> **THE PROBLEM**: Once the data has been read, print it back in full, exactly.

Saved entries:
PR #120, opened 2015-10-27
Add Visual Studio 2015 support, rebased

xlz:
Rebased for #83.

Just want the support to be merged quickly.

### DIFF
--- a/libusb/libusbi.h
+++ b/libusb/libusbi.h
@@ -164,7 +164,7 @@ static inline void *usbi_reallocf(void *ptr, size_t size)
 #ifndef TIMESPEC_TO_TIMEVAL
 #define TIMESPEC_TO_TIMEVAL(tv, ts)                                     \
         do {                                                            \
-                (tv)->tv_sec = (ts)->tv_sec;                            \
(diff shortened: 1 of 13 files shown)


libusb/libusbi.h
```diff
@@ -164,7 +164,7 @@ static inline void *usbi_reallocf(void *ptr, size_t size)
 #ifndef TIMESPEC_TO_TIMEVAL
 #define TIMESPEC_TO_TIMEVAL(tv, ts)                                     \
         do {                                                            \
-                (tv)->tv_sec = (ts)->tv_sec;                            \
+                (tv)->tv_sec = (long) (ts)->tv_sec;                            \
```
iHateInventNames: We have to process overflow case. Throw exception if cast result wrong would be good enough.
if((long) ts->tv_sec != ts->tv_sec) throw <bad_cast>;

xlz: This was discussed in #83.

hjelmn: Also keep in mind this is C. There is no throw.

> **RESULT OF THE TASK**:
PR #120, opened 2015-10-27
Add Visual Studio 2015 support, rebased

xlz:
Rebased for #83.

Just want the support to be merged quickly.

### DIFF
--- a/libusb/libusbi.h
+++ b/libusb/libusbi.h
@@ -164,7 +164,7 @@ static inline void *usbi_reallocf(void *ptr, size_t size)
 #ifndef TIMESPEC_TO_TIMEVAL
 #define TIMESPEC_TO_TIMEVAL(tv, ts)                                     \
         do {                                                            \
-                (tv)->tv_sec = (ts)->tv_sec;                            \
(diff shortened: 1 of 13 files shown)


libusb/libusbi.h
```diff
@@ -164,7 +164,7 @@ static inline void *usbi_reallocf(void *ptr, size_t size)
 #ifndef TIMESPEC_TO_TIMEVAL
 #define TIMESPEC_TO_TIMEVAL(tv, ts)                                     \
         do {                                                            \
-                (tv)->tv_sec = (ts)->tv_sec;                            \
+                (tv)->tv_sec = (long) (ts)->tv_sec;                            \
```
iHateInventNames: We have to process overflow case. Throw exception if cast result wrong would be good enough.
if((long) ts->tv_sec != ts->tv_sec) throw <bad_cast>;

xlz: This was discussed in #83.

hjelmn: Also keep in mind this is C. There is no throw.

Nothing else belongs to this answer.